Sénégambie | Sierra Leone | Wind-.ward Coast | Gold Coast | Bight of Benin | Bight of Biafra | West Central Africa | Southeast Africa | |
1519-1600 | 10.7 | 2,0 | 10,7 | 10,7 | 10,7 | 221.2 | ||
1601-1700 | 60,6 | 3,9 | 0,8 | 90,9 | 247,8 | 135.6 | 698,8 | 14,1 |
Total % | 4,70% | 0,39% | 0,05% | 6,69% | 17,02% | 9,63% | 60,59% | 0.93% |
Sénégambie | Sierra Leone | Côte Ouest | Sierra Leone | Sénégal.ward Coast | Gold Coast | Bight of Benin | Bight of Biafra | West Central Africa | Southeast Africa |
1701-1725 | 39.9 | 7,1 | 4,2 | 181,7 | 408,3 | 45,8 | 257,2 | 14.4 |
1726-1750 | 69,9 | 10,5 | 14,3 | 186,3 | 306,1 | 166,0 | 552.8 | 5,4 |
1751-1775 | 130,4 | 96,9 | 105,1 | 263.9 | 250,5 | 340,1 | 714,9 | 3,3 |
1776-1800 | 72,4 | 106.0 | 19,5 | 240,7 | 264,6 | 360,4 | 816,2 | 41,2 | Total % | 5.13% | 3,62% | 2,35% | 14,31% | 20,17% | 14,97% | 38.41% | 1,05% |
Les rois du Kongo et les marchands européens étaient tous deux conscients que le travail humain était l’une des plus grandes ressources productives de la savane méridionale. Il n’existait pas de « classe » d’esclaves dans la société Kongo. Cependant, il y avait de nombreuses personnes agissant dans un statut transitoire de sujets serviles :
« …Ces personnes étaient d’origine étrangère, des personnes qui avaient été mises hors la loi pour des actes criminels, des personnes qui avaient perdu la protection de leur parenté ; ou devenues irrémédiablement endettées envers les autres. Ils différaient des esclaves de la propriété européenne en ce qu’ils étaient susceptibles d’être réabsorbés dans la société. Les familles et les clans accueillaient probablement favorablement l’arrivée d’étrangers dans leurs rangs. (…) Les femmes étaient particulièrement faciles à intégrer, mais même les étrangers de sexe masculin ne restaient pas très longtemps les ‘esclaves’ de la société (Birmingham 1981:32). »

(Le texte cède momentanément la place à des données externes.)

PR #2509, opened 2023-01-04
use allSettled util instead of Promise.allSettled

amendelsohn:
### Description

https://stackoverflow.com/q/66575667

`Promise.allSettled` is undefined in the js runner in prod but not the one used in dev. The dev runner has extra features for debugging and has the function populated.

### Dragons

Do we want the eslint warning for web and stems also?

### How Has This Been Tested?

Simulator with staging target:  `npx react-native run-ios --simulator "iPhone 14 Pro" --configuration Staging`

eslint rule to prevent future failure

### Feature Flags ###

all failures were behind `OFFLINE_MODE_ENABLED`

### DIFF
--- a/packages/common/src/utils/allSettled.ts
+++ b/packages/common/src/utils/allSettled.ts
@@ -1,4 +1,5 @@
 export const allSettled =
+  // eslint-disable-next-line no-restricted-properties
   Promise.allSettled ||
   ((promises: any[]) =>
     Promise.all(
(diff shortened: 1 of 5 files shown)


raymondjacobson (approved):
Awesome find.

Re; your question -- definitely not stems b/c that's not on mobile. Web shouldn't be on mobile, but is still in the interim because we haven't finished the common migration. Could go either way there.

sliptype (approved):
Fantastic find! I don't think we need the eslint rule on web etc.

Du 16e au début du 20e siècle, les esclaves du Kongo avaient le droit d’être traités équitablement, de recevoir une part de leurs gains et d’acheter leur liberté. Leurs enfants ne devenaient pas nécessairement des esclaves. Des hommes grands et célèbres pouvaient s’élever, et l’ont fait, des rangs d’esclaves Kongo. Cette compréhension de ce que signifie être un esclave peut expliquer la volonté initiale de la royauté Kongo de s’engager dans le commerce des esclaves. Plus tard, les rois n’avaient guère le choix (Brown 1987).

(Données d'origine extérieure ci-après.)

PR #2512, opened 2023-01-04
[C-1713] Remove UserBadges from desktop card component

Kyle-Shanks:
### Description
Small change to remove the user badges from the collection cards on the user profile
Screenshot 2023-01-04 at 1 06 58 PM

### Dragons

Are there any cards that still need this? The cards in search didn't seems to use this, but wanted to call this out

### How Has This Been Tested?

Manually tested

N/A

### Feature Flags ###

N/A


audius-infra:
Preview this change https://demo.audius.co/kj-Remove-user-badges-from-desktop-card

sliptype (changes requested):
I think this might affect other usages of the Card component, like on the search results page we want the badges to be there

sliptype (approved):
Awesome!

PR #2513, opened 2023-01-04
Fix the base58 error on solana nft collection key

sddioulde:
### Description

Fix the base58 error on solana nft collection key.
As written in the comment above the fix, the types returned are sometimes strings, other types PublicKey even though the library type says that it should be PublicKey.

`toBase58` function does not exist on strings, and this is what caused the bug.

See screenshot below for types returned by the library.

Screen Shot 2023-01-04 at 4 40 38 PM

### Dragons

None

### How Has This Been Tested?

No longer fails with account that currently fails on staging.

N/A

### Feature Flags ###

None


jowlee (approved):
nice catch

Les premiers esclaves d’Afrique centrale étaient les captifs extérieurs des Bakongo. Les tentatives de confiner l’esclavage aux captifs externes ont échoué et bientôt des esclaves de la société Kongo ont été vendus. Nombre d’entre eux étaient des guerriers capturés lors des guerres de Jaga en 1569. Au milieu du 16ème siècle, après que les Portugais aient établi la colonie d’Angola sur le territoire Mbundu, le tribut qui était auparavant transmis au roi était payé à un officier de l’armée portugaise plutôt qu’au chef traditionnel. Les officiers de l’armée exigeaient que le tribut soit payé sous forme d’esclaves. À la fin du XVIe siècle, 10 000 esclaves par an étaient exportés de Luanda, la zone d’attraction des esclaves en Angola (Birmingham 1981:32-37).

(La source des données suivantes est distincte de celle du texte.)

PR #2517, opened 2023-01-05
[C-1757] Handle @audius/common absolute imports

dylanjeffers:
### Description

- Fixes @audius/common absolute imports compile issue (essentially absolute imports were being casted to "any")
- Fixes all @audius/common usages in web and native apps
- @amendelsohn check out the changes in various offline-mode sections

Au milieu du 18e siècle, les personnes originaires du Bight of Biafra étaient également très représentées parmi les Africains réduits en esclavage aux Amériques (Walsh 2001). Randy Sparks fournit un compte-rendu détaillé, basé sur des documents de source primaire, de la manière dont les Africains et les Européens du XVIIIe siècle ont mené le commerce des esclaves. Sa description est inhabituelle car certaines des sources primaires ont été écrites par des Africains (Sparks 2002).
Où débarquaient les Africains réduits en esclavage ?
Volume de la traite transatlantique des esclaves par région de débarquement (en milliers) 1701-1800.
Bien que l’on ait beaucoup insisté sur l’idée que les coloniaux avaient des préférences pour les personnes issues de certains groupes ethniques d’Afrique et que les personnes asservies étaient réparties de manière aléatoire, Eltis et al suggèrent le contraire. Les ports du Brésil et de l’Amérique britannique étaient les points de débarquement de la plupart des Africains. Dans l’ensemble, au cours des 300 ans de la traite transatlantique des esclaves, 29 % de tous les Africains arrivant dans le Nouveau Monde ont débarqué dans les ports d’Amérique britannique, 41 % ont débarqué au Brésil.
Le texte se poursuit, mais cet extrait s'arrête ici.